Все произошло примерно в 1780 году. Та, которая все устроила, была родом то ли из очень мелких, то ли разорившихся дворян, но, как я могу судить, замуж вышла по любви, что стало приговором и для нее, и для всех нас. Мне не удалось установить ее имя, но, если честно, я не хочу его знать. Ее дочери Елизавете, портрет которой идет первым в альбоме, было около трех лет, когда муж охладел к ней. Едва ли бросил совсем, скорее просто завел любовницу. Впрочем, этого я доподлинно не установила. Женщина не придумала ничего лучше, чем вернуть мужа с помощью магии Темных Ангелов. Что это такое, я знаю лишь в общих чертах, поскольку смогла найти только одного человека, который согласился мне немного рассказать, того самого из Астрахани, о котором я писала выше. В желтом конверте ты найдешь описание этой магии, но, к сожалению, мне известно не так много.

Она связалась с одним из Ангелов, прося вернуть ей любовь мужа, но взамен тот потребовал отдать ему Елизавету. Эти силы никогда не остаются в проигрыше, забирая у нас то, что нам больше всего дорого. Впрочем, я сомневаюсь в том, что ребенок был ей так дорог, раз она рискнула им, или же я просто не понимаю реалий того времени. Возможно, если бы я была свидетелем той истории, знала все детали, я бы и поняла ее. Мой отец всегда говорил, что мы не имеем права судить людей, поскольку никогда не узнаем всех их мотивов.

По крайней мере, она постаралась защитить дочь. Ангел должен был забрать ее в четвертый день рождения, но к тому времени она нашла колдуна, практикующего Магию Ангелов на должном уровне, и тот за хорошую плату изготовил для девочки защитный кулон. Колдун вложил в него прядь ее волос, отрезанных еще до четырехлетия, и с помощью защитного символа и ритуала спрятал ее от Ангела. Когда тот пришел за ней, он уже не мог ее найти.

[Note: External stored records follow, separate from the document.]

PR #258, opened 2019-02-28
Customize CWD for inspections

trishankatdatadog:
**Fixes issue #**:

N/A.

Customize the CWD where inspections are run (before this, "." was assumed, and the integrator could not override this at runtime).

This PR updates:
1. Where commands for inspections can be run.
2. Where products and materials for inspections are recorded.

requirements**:

### DIFF
--- a/in_toto/runlib.py
+++ b/in_toto/runlib.py
@@ -314,7 +314,7 @@ def record_artifacts_as_dict(artifacts, exclude_patterns=None,
 
   return artifacts_dict
 
-def execute_link(link_cmd_args, record_streams):
+def execute_link(link_cmd_args, record_streams, link_cmd_cwd):
   """
   <Purpose>
     Executes the passed command plus arguments in a subprocess and returns
@@ -330,6 +330,8 @@ def execute_link(link_cmd_args, record_streams):
             A bool that specifies whether to redirect standard output and
             and standard error to a temporary file which is returned to the
             caller (True) or not (False).
+    link_cmd_cwd:
+            A path to the directory where the link command must be executed.
 
   <Exceptions>
     TBA (see https://github.com/in-toto/in-toto/issues/6)
@@ -346,13 +348,14 @@ def execute_link(link_cmd_args, record_streams):
   """
   if record_streams:
     process = in_toto.process.run(link_cmd_args, check=False,
-      stdout=in_toto.process.PIPE, stderr=in_toto.process.PIPE,
-      universal_newlines=True)
+      cwd=link_cmd_cwd, stdout=in_toto.process.PIPE,
+      stderr=in_toto.process.PIPE, universal_newlines=True)
     stdout_str, stderr_str = process.stdout, process.stderr
 
   else:
     process = in_toto.process.run(link_cmd_args, check=False,
-      stdout=in_toto.process.DEVNULL, stderr=in_toto.process.DEVNULL)
+      cwd=link_cmd_cwd, stdout=in_toto.process.DEVNULL,
+      stderr=in_toto.process.DEVNULL)
     stdout_str = stderr_str = ""
 
   return {
@@ -413,7 +416,7 @@ def in_toto_run(name, material_list, product_list, link_cmd_args,
     record_streams=False, signing_key=None, gpg_keyid=None,
     gpg_use_default=False, gpg_home=None, exclude_patterns=None,
     base_path=None, compact_json=False, record_environment=False,
-    normalize_line_endings=False, lstrip_paths=None):
+    normalize_line_endings=False, lstrip_paths=None, link_cmd_cwd=None):
   """
   <Purpose>
     Calls functions in this module to run the command passed as link_cmd_args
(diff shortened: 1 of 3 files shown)


JustinCappos:
Can / will this be reflected in the layout?  It seems like the cwd should be explicitly set in the layout and then captured in the generated link metadata...

trishankatdatadog:
@JustinCappos A few arguments against specifying in root layout:

1. It still wouldn't work anyway, because some parts of the code (recording materials for) hardcoded "." as the CWD.
2. Too onerous. Have to use param substitutions everywhere to specify the "CWD."
3. Too inflexible. If users can specify where link metadata live, why not specify where to perform inspections?

JustinCappos:
Okay, these arguments make sense.  

At some level, there is value in starting to capture broader information about the system where we are running inspections and steps.  We've settled into a pragmatic scenario where we largely just assume this system is going to do the right thing.  Over time we should perhaps consider what added value one gets from verifying more parts of the environment along with the rest of the process.  Perhaps @SantiagoTorres , you, and I can discuss at some point later this month...

trishankatdatadog:
@JustinCappos @SantiagoTorres Sure, happy to, just send me an invite, please, thanks!

trishankatdatadog:
I forgot another argument, just for future reference:
4. Sometimes, you don't have permission to write (e.g., inspection links) to where you are (another user's home dir), and you don't know where to switch to in advance.

lukpueh:
*Re `inspection_dir_path`*:
Adding a way to customize the inspection artifact recording directory definitely makes sense, we provide this option (actually two, one for materials and one products) to functionaries when they generate step links, so we should also provide this to verifiers for inspection links. 

Keep in mind though that `inspection_dir_path` applies to all inspections of the layout and to materials and products alike. I wonder if there is a need for customizing that path on a per-inspection basis and/or a per-artifact type basis. But this would make the `in_toto_verify`-call even trickier. In any case, having a single parameter is surely better than none.

*Re `link_cmd_cwd`*:
What's the benefit of having in-toto change the directory via parameter instead of doing it manually before calling the in-toto command?

*Re "permission to write (e.g., inspection link)"*: 
On a side-note, could it make sense to not write inspection links to disk unless requested by a corresponding option? Currently we only use the in-memory inspection links for further artifact rule processing. The reason why we also dump the inspection links is (a) for auditing purposes and (b) for sublayout inspection propagation, both of which are not always strictly necessary. What do you think?

trishankatdatadog:
@lukpueh 

> What's the benefit of having in-toto change the directory via parameter instead of doing it manually before calling the in-toto command?

Ease-of-use for the integrator. Let me see what this actually does behind the scenes for Popen...

> On a side-note, could it make sense to not write inspection links to disk unless requested by a corresponding option? Currently we only use the in-memory inspection links for further artifact rule processing. The reason why we also dump the inspection links is (a) for auditing purposes and (b) for sublayout inspection propagation, both of which are not always strictly necessary. What do you think?

I think it's a good idea, and this switch should be off by default. Maybe call it the `debug` flag.

lukpueh:
Regarding `Popen`'s `cwd` argument, [here is what it does on posix](https://github.com/python/cpython/blob/master/Modules/_posixsubprocess.c#L474-L475). There doesn't seem to be a `chdir` back to the original path though. Still, if you run `os.getcwd` after running subprocess with a `cwd` argument, you're still at the original path. I suppose the posix call doesn't affect Python's keeping track of `cwd`? Anyway, ease-of-use for the integrator seems like a fair reason. :)

Regarding the flag:
https://github.com/in-toto/in-toto/issues/260

trishankatdatadog:
@lukpueh This PR is not complete, because to do that, we need to update MATCH-es and ALL
OW-s in `verify_all_items_rules()` to work in the context of the cwd. How should we go about this?

SantiagoTorres:
I still think that the fact that the agent is running in a CWD it doesn't have permission to be in is a bad code smell. The fact that changing back to a cwd it doesn't have permission breaks is just a side-effect of this. This is one of the reasons things like `sudo su someuser` are discouraged...

trishankatdatadog:
@SantiagoTorres Disagree. First, we cannot control where users will run the Agent. Second, the Agent has to perform `chdir()` gymnastics just to be able to run in-toto inspection, which indicates that it is the latter that is inflexible right now. As I mentioned earlier, if you can customize where links reside, why not where inspections are run?

SantiagoTorres:
I see where you're coming from, but I still stand by what I suggest. I do advice to review that practice in the agent overall. The agent creates an entry on `/etc/passwd` when it's installed, it should have a directory set as home to which it has access to.

The idea of chdir()-ing is to well keep things isolated and, as far as I understand these chdirs() are a consequence of how the integration is made right now. To me this reads as a "let's move this problem to the in-toto codebase".

I'm not completely against this change (if at all, let's continue making this sensibly, everyone should benefit), I just want to point out that this process should have access to the directory it's running in.

trishankatdatadog:
Let's have a meeting about this sometime soon, I have a feeling this issue is best discussed in person.

SantiagoTorres:
Agreed. Let's discuss in person :+1:

adityasaky:
@trishankatdatadog is there still a requirement for this feature?

trishankatdatadog:
> @trishankatdatadog is there still a requirement for this feature?

No, let's close for now, thanks

PR #259, opened 2019-03-01
Fix illegal modification of artifact queue

lukpueh:
**Fixes issue #**:
None

During artifact rule verification `verify_item_rules` may pass the
`source_artifacts_queue` to `verify_match_rule`, which returns an
updated version of the queue (minus matched artifacts) and
overrides the original `source_artifacts_queue`.

However, the queue is passed to `verify_match_rule` by reference,
and modified directly. While this wouldn't be a problem for
`source_artifacts_queue`, as it is modified and then returned to
override itself, there is another reference pointing to that list,
i.e. (depending on whether `verify_item_rules` operates on material
or product rules) `source_products_queue` or `source_artifacts_queue`,
neither of which should not be modified by `verify_match_rule`.

This commit changes `verify_match_rule` to not modify the passed
reference and also makes an actual copy of `source_materials_queue`
and `source_products_queue` in `verify_item_rules` just to be safe.

that is provided, the better.

requirements**:

### DIFF
--- a/in_toto/verifylib.py
+++ b/in_toto/verifylib.py
@@ -595,15 +595,6 @@ def verify_match_rule(rule, source_artifacts_queue, source_artifacts, links):
     that were successfully consumed by the rule, i.e. if there was a match with
     a target artifact.
 
-    FIXME:
-    In in-toto/in-toto#204 the behavior of the match rule was changed to NOT
-    FAIL if a required destination artifact could not be found in the
-    corresponding destination link, or if a source and destination artifact
-    pair has no matching hashes. However, the rule verification still fails
-    if a required destination link is not found.
-    As failing the overall rule verification is now left to a subsequent
-    DISALLOW rule, the "fail on missing destination link" should be removed.
-
   <Terms>
     queued source artifacts:
         Artifacts reported by the link for the step/inspection containing passed
@@ -1049,8 +1040,7 @@ def verify_item_rules(source_name, source_type, rules, links):
 
   <Arguments>
     source_name:
-            The name of the item (Step or Inspection) being verified
-            (used for user logging).
+            The name of the item (Step or Inspection) being verified.
 
     source_type:
             "materials" or "products" depending on whether the rules were in the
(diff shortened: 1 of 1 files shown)


in_toto/verifylib.py
```diff
@@ -1137,64 +1105,47 @@ def verify_item_rules(source_name, source_type, rules, links):
...
+          rule, source_materials_queue, source_artifacts_queue,
+          source_materials, source_products)
+
+    # Fail
+    elif rule_type == "disallow":
+      verify_disallow_rule(rule, source_artifacts_queue)
+
+    # Unreachable
+    else: # pragma: no cover
+      pass
```
SantiagoTorres: Would it be useful to log this in case it's really not unreachable? (I know, I know)

in_toto/verifylib.py
```diff
@@ -889,16 +879,13 @@ def verify_delete_rule(rule, source_materials_queue, source_products_queue):
...
-  for matched_material in matched_materials:
-    if matched_material in source_products_queue:
-      raise RuleVerificationError("Rule '{0}' failed, material '{1}' was found"
-          " in products but should have been deleted."
-              .format(" ".join(rule), matched_material))
+  filtered_products = fnmatch.filter(
+      source_products_queue, rule_data["pattern"])
 
-  return list(set(source_materials_queue) - set(matched_materials))
+  return set(filtered_materials) - set(filtered_products)
```
SantiagoTorres, line 879: I'm still surprised everywhere else this is treated like a set and nothing happened...

SantiagoTorres (approved):
This mostly LGTM. I know it's a draft but the changeset looks reasonable enough.

in_toto/verifylib.py
lukpueh: I still don't know you to universally best handle these. I once triggered are related discussion but we never agreed on a best practice (see https://github.com/secure-systems-lab/code-style-guidelines/issues/18).

lukpueh: But yes, pass is a bad idea. Maybe raise a custom `UnreachableError`? :)

in_toto/verifylib.py
lukpueh: Not sure I understand. Before, all `verify_*_rule` functions returned the updated queue(s) as `list` (except for `disallow`). Then I discovered that `match` also modified the queue at the passed reference, which is a bug that I fixed in 4b3028aab6b83823b1c8c78b7a8e4d9244b5e554.

And then I realized that there are other things in the way the queues are updated that need fixing, which I've started in bf0709bb96f3f5f2eeac8723c1146b627bdc84c5, in the course of which I'm trying to simplify the code and align it more with the pseudo code of the spec, e.g. having `verify_*_rule` return the consumed artifacts (as `set`) and update the queue(s) on the caller side.

The reason why we haven't noticed is probably that it requires very specific combinations and sequences of rules and artifact queues to become an issue (and probably because the code is confusing).

I'll follow up with a more precise description of the issue and thorough tests.

lukpueh:
See #261 and #262 for more details and a full fix of the here drafted issue.

Issue #261, opened 2019-03-11
Rule verification false positives


lukpueh:
**Description of issue or feature request**:

The firewall like processing of artifact rules in `verify_item_rules` uses a material queue, a product queue and a generic artifact queue. If one of the sequentially processed rules can be applied successfully, the corresponding artifacts in the corresponding queue are removed.

The queues are updated in different places, e.g. `verify_match_rule` modifies the artifacts queue at the passed reference, which btw. also points to the materials or products queue in the beginning, only to override itself upon return. Other `verify_*_rule` function only return a new updated queue to override the old queue. Depending on the rule type ("match", "allow", ...) and the rule source type ("materials" or "products"), the three queues further update each other.

Besides being hard to understand the rule processing may lead to false positives, i.e. it may fail rule verification although it shouldn't. Here is one symptomatic minimal failing example:

```python
from in_toto.models.metadata import Metablock
from in_toto.models.link import Link
from in_toto import verifylib

links = {
  "item": Metablock(signed=Link(name="item",
       products={
           "foo" : {"sha256": "deadbeef"},
       }
  )),
}

rules = [
  # ALLOW does not consume anything here but cuts reference between
  # `source_artifacts_queue` and `source_products_queue`. NOTE: Without this
  # ALLOW the behavior of the rule sequence would be as expected.
  ["ALLOW", "bogus"],

  # MATCH consumes `foo` and removes it from `source_artifact_queues`
  ["MATCH", "foo", "WITH", "PRODUCTS", "FROM", "item"],

  # CREATE does not consume anything here, and overrides
  # `source_artifacts_queue` with an outdated `source_products_queue`
  # i.e. undoes MATCH from above.
  ["CREATE", "bogus"],

  # DISALLOW fails due to `foo` being in the `source_artifacts_queue` again
  # NOTE: CREATE re-establishes the reference between the two queues, thus
  # repeating the MATCH, CREATE rule sequence before the DISALLOW rule would
  # go back to expected behavior.
  ["DISALLOW", "*"]
]

verifylib.verify_item_rules("item", "products", rules, links)
```

**Current behavior**:
Rule processing implementation is unnecessarily complicated and may lead to false positives under certain circumstances.

**Expected behavior**:
Fix false positives and simplify rule processing.

lukpueh:
[...]

PR #262, opened 2019-03-11
Major rewrite of artifact rule verification

lukpueh:
**Fixes issue #**:
#261, takes over #259

This PR includes several changes to `verify_item_rules` and the from there called `verify_*_rule` functions (plus corresponding tests):

- Harmonization of artifact queue modification

  Before, `verify_item_rules` used a material queue, a product queue and an artifact queue to keep track of the artifacts, consumed in the course of verifying all rules (of a type of an item).  These queues were modified in different places (in different functions passed to by reference) and then re-assigned to each other, sometimes as copy, sometimes as reference, which led to unexpected states of queues.

  This commit removes the materials and products queue (the generic artifacts queue is enough for keeping track of consumed artifacts).

  It further focuses all artifact queue updates in a single place in `verify_item_rules` and changes the `verify_*_rule` functions to return the consumed artifacts instead of the updated queue, which also aligns with the pseudo code in the specification. This change should make the rule processing a lot more transparent to the reader.

- Additional code simplifications
This commit also makes better use of set operations in `verify_*_rule` functions and removes clutter like
  - redundant rule unpacking code
  - unnecessary `if/else`s related to "materials" and "products"
  - unnecessarily long variable names
    the `source_` prefix only makes sense in the scope of the match rule, where there is also a destination.
The commit also updates and simplifies a lot of related code comments and docstrings.

- Full adoption of in-toto/in-toto#204
Remove raised exceptions in `verify_match_rule` and `verify_delete_rule`, where they should just not consume the corresponding artifacts.

- Rethink tests
Some of them were still tailored to pre-#204 logic. This commit makes them more meaningful (and table driven).

- Adopt queue traceback
There is only one queue now.

that is provided, the better.

requirements**:

### DIFF
--- a/in_toto/verifylib.py
+++ b/in_toto/verifylib.py
@@ -255,7 +255,7 @@ def substitute_parameters(layout, parameter_dictionary):
   """
   <Purpose>
     This function is a transitionary measure for parameter substitution (or
-    any other solution defined by the in-toto team). As of now, it acts as 
+    any other solution defined by the in-toto team). As of now, it acts as
     a very simple replacement layer for python-like parameters
 
   <Arguments>
@@ -304,7 +304,6 @@ def substitute_parameters(layout, parameter_dictionary):
     step.expected_products = new_product_rules
 
   for inspection in layout.inspect:
-    
     new_material_rules = []
     for rule in inspection.expected_materials:
       new_rule = []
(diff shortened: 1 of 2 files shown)


lukpueh:
It might be worth cross-checking with the [corresponding section in the specification](https://github.com/in-toto/docs/blob/master/in-toto-spec.md#4331-rule-processing).

lukpueh:
Re simplification:
I just ported this to our [golang version of in-toto's verifylib](https://github.com/in-toto/in-toto-golang/pull/35) and made a slight modification.

In go I calculate sets of [created, modified and deleted artifacts only once](https://github.com/in-toto/in-toto-golang/blob/c4e428279f428765a8d77dd7531978328d1199de/in_toto/verifylib.go#L190-L201) and before even looking at the rules, which pays off as soon as there is more than one rule of the corresponding type.

Here I re-calculate the [created](https://github.com/in-toto/in-toto/blob/f23618d90d2725094aca23956128e3b35ba9134d/in_toto/verifylib.py#L739), [deleted](https://github.com/in-toto/in-toto/blob/f23618d90d2725094aca23956128e3b35ba9134d/in_toto/verifylib.py#L778) and [modified](https://github.com/in-toto/in-toto/blob/f23618d90d2725094aca23956128e3b35ba9134d/in_toto/verifylib.py#L818) sets each time I encounter the corresponding rule.

The ideal solution would probably be to calculate each set once the first time the corresponding rule is encountered. Any thoughts?

SantiagoTorres:
> The ideal solution would probably be to calculate each set once the first time the corresponding rule is encountered. Any thoughts?

I actually like this "artifact queue compression" idea. Let me walk through it. For now I think this re-write makes things clearer to read and as such is valuable by itself...

in_toto/verifylib.py
```diff
@@ -744,297 +676,205 @@ def verify_match_rule(rule, source_artifacts_queue, source_artifacts, links):
...
-
-  unmatched_materials = set()
+  # Filter queued artifacts using the rule pattern
+  filtered_artifacts = fnmatch.filter(artifacts_queue, rule_pattern)
 
-  for matched_product in matched_products:
-    if matched_product in source_materials_queue:
-      unmatched_materials.add(matched_product)
+  # Consume filtered artifacts that are products but not materials
+  consumed = set(filtered_artifacts) & (products - materials)
```
SantiagoTorres, line 739: I love set operations :+1:

in_toto/verifylib.py
```diff
@@ -1043,70 +883,84 @@ def verify_disallow_rule(rule, source_artifacts_queue):
...
+  for source_type in ["materials", "products"]:
+    traceback_str += "Available {}{}:\n{}\n".format(
+        source_type,
+        [" (used for queue)", ""][RULE_TRACE["source_type"] != source_type],
+        RULE_TRACE[source_type])
+
+  for trace_entry in RULE_TRACE["trace"]:
+    traceback_str += "Queue after '{0}':\n".format(
+        " ".join(trace_entry["rule"]))
+    traceback_str += "{}\n".format(trace_entry["queue"])
```
SantiagoTorres, line 913: Random thought: should we encode `RULE_TRACE` as part of a decorator for function that need it?

in_toto/verifylib.py
```diff
@@ -1115,105 +969,79 @@ def verify_item_rules(source_name, source_type, rules, links):
...
+      consumed = verify_allow_rule(_pattern, artifacts_queue)
+
+    # It's up to the "disallow" rule to raise an error if artifacts were not
+    # consumed as intended
+    elif _type == "disallow":
+      verify_disallow_rule(_pattern, artifacts_queue)
+
+    else: # pragma: no cover (unreachable)
+      raise securesystemslib.exceptions.FormatError(
+          "Invaldid rule type '{}'.".format(_type))
```
SantiagoTorres, line 1036: Now that we've coalesced this interfaces almost there, wouldn't it be worth moving this into something more akin to a dispatch table??

SantiagoTorres (commented):
LGTM, I wanted to leave these three comments yet they don't affect the functionality of this.

SantiagoTorres:
Tested with the some integrator's pipeline and against old metadata. Merging :+1:

in_toto/verifylib.py
lukpueh: Why? To avoid having a global variable? There are only two places that access it -- `verify_item_rules` writes to it, and `_get_artifact_rule_traceback` reads from it. I think a decorator might be a bit of an overkill.

On a side note, we could easily remove the rule queue trace and instead update the logging statements to provide the same information. See https://github.com/in-toto/in-toto/pull/243#issuecomment-444912500 ff.

in_toto/verifylib.py
lukpueh: Sure, why not, as long as it enhances readability. How would you go about different parameters? Use some `*args`/`**kwargs` wizardry? For comparison, [here's how we do it in the go implementation](https://github.com/in-toto/in-toto-golang/blob/ef3bff026632eaf918f5f964dcb894a136a6260c/in_toto/verifylib.go#L257-L285).

Issue #264, opened 2019-03-21
Handling lack of GPG in tests


adityasaky:
**Description of issue or feature request**:
Lack of GPG on the system causes tests to fail.

**Current behavior**:
Currently, there's a check in tests/runtests.py which checks if GPG is present on a system, and if it's not, skips certain tests using a decorator.

- There's a small error in the exception it checks for, specifically `FileNotFound` (also a typo), which may need to be replaced by `subprocess.CalledProcessError`.
- The function also checks for `WindowsError` which is actually the exception returned on Windows systems. Unfortunately, this exception only exists on Windows, so if you have a system without GPG and isn't Windows (ex: Macs don't ship with GPG), this exception isn't going to be defined.
- Even with these things in place, some tests remain in `test_in_toto_run`, `test_in_toto_sign` etc that don't have the decorator, causing tests to fail. Some of these tests may have to pulled out from the main class so as to have the decorator applied to them.

Thanks to @hisenberg08 for bringing this to my attention!

lukpueh:
Thanks for submitting the issue, @adityasaky. FYI #253 already hints at it. 

Regarding your first item, you are right, `FileNotFound` doesn't exist. The exception we want to catch is called `FileNotFoundError`.
`CalledProcessError ` OTOH is raised if the command does exist but exits with non-zero.

lukpueh:
Okay, now I understand why @SantiagoTorres used a blanket exception. I seems that `WindowsError` is only available on windows and `FileNotFoundError` is only available on Python3, and on Python2 an `OSError` is raised. Luckily the latter is also a parent class of the other two. So I'm checking for `OSError` now in a tentative fix (see 23cb4d7e62233b5891e2d7c5d5b6bc07fb1d909d).

Issue #253, opened 2019-01-25
Account for and test testing corner cases such as missing commands


lukpueh:
**Description of issue or feature request**:
I just ran the in-toto test suite on a vanilla [windows vm](https://github.com/in-toto/windows-setup) without `gpg` installed and noticed that we mostly but don't fully follow through with special treatment, i.e. we
- execute some unix shell commands in the tests (`ls`) and
- exclude most but not all gpg tests, if `gpg` is not on the path.
- Also the check if `gpg` is on the path is erroneous (wrong exception)

The reason why we haven't noticed this before is that our Travis and Appveyor builds seem to support those unix commands and both have gpg installed.

Replacing the unix commands is not a big deal. But I wonder if there is a better way to handle a system without gpg, than by skipping individual tests explicitly. At any rate, if we support tests without gpg than we should also run those in our automated builds. 

Maybe we should also exclude the gpg relevant code from test coverage, if gpg is not installed.

A quick fix of the issue can be found in [lukpueh/in-toto@fix-test-corner-cases](https://github.com/lukpueh/in-toto/tree/fix-test-corner-cases).

**Current behavior**:
Partially and erroneously accounts for corner cases.

**Expected behavior**:
Fully, properly and intelligently account for testing corner cases and also test them.

lukpueh:
> the check if gpg is on the path is erroneous (wrong exception)

fixed with https://github.com/in-toto/in-toto/commit/23cb4d7e62233b5891e2d7c5d5b6bc07fb1d909d

lukpueh:
#291 makes securesystemslib's pynacl dependency optional. However, our tests currently require pynacl. Similarly to gpg, we should exclude tests that require pynacl, if pynacl is not available and configure automated tests without pynacl.

PR #265, opened 2019-03-21
Fix check gpg windows (partial)

adityasaky:
**Fixes issue #**: #264 

- Separates tests which use GPG so that decorator can be applied
- Fixes the exceptions expected by `check_usable_gpg`
- Adds decorators to other tests without separating them

At this stage this still uses `WindowsError`, and doesn't handle situations where GPG is missing on non-Windows systems.

### DIFF
--- a/tests/models/test_layout.py
+++ b/tests/models/test_layout.py
@@ -180,7 +180,7 @@ class TestLayoutMethods(unittest.TestCase):
 
     layout._validate_keys()
 
-    self.assertEqual(len(layout.get_functionary_key_id_list()), 4)
+    self.assertEqual(len(layout.get_functionary_key_id_list()), 2)
 
     # Must be a valid key object
     with self.assertRaises(securesystemslib.exceptions.FormatError):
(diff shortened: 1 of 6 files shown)


lukpueh:
@adityasaky, what is your plan for this PR? The exception issue in `tests/runtests.py` has been fixed and merged with #266. However, other related issues, some of which you are partially addressing here, remain (see #253). I'd appreciate your help on this ;)

adityasaky:
@lukpueh well, I'm currently busy with finals week, but I can perhaps pick this up for the week right after. I'll also be clearing up some pending work on TUF and I can probably get this done too, before the summer term begins.

lukpueh:
@adityasaky, `develop` has diverged quite a bit since you opened this. The gpg subpackage is in `securesystemslib` now, and there has been some activity around testing with and without optional dependencies over there. (see e.g. https://github.com/secure-systems-lab/securesystemslib/pull/200, https://github.com/secure-systems-lab/securesystemslib/pull/206, https://github.com/secure-systems-lab/securesystemslib/pull/215).

This might make some things easier, for instance, we don't have to set a `TEST_SKIP_GPG` environment variable `runtests.py` anymore. Instead we can just use `securesystemslib.gpg.constants.HAVE_GPG` in the `@unittest.skipIf` decorator.

I suggest to just close this PR here. But there might still be some work left before we can close the corresponding issues #253 and #264. Do you have capacities to take care of them?

adityasaky:
I agree, closing this PR makes sense.

> Do you have capacities to take care of them?

Unfortunately, I think I can't pick them up right now. Perhaps we can tag them as good-first-issue / help-wanted and see if there's some interest there?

Думаю, несложно представить, в какое бешенство он пришел, когда понял, что его обманули. Он пообещал рано или поздно забрать обещанный ему долг вместе со всеми остальными девочками, которых произведет на свет Елизавета и ее потомки. Девочек, в которых будет течь ее кровь. К сожалению, кулон только один. Не знаю, почему они не сделали больше. То ли у нее не хватило денег, то ли просто не подумали. Повторить его теперь не представляется возможным. Поэтому накануне четырехлетия девочки всем нам приходится решать: я или она.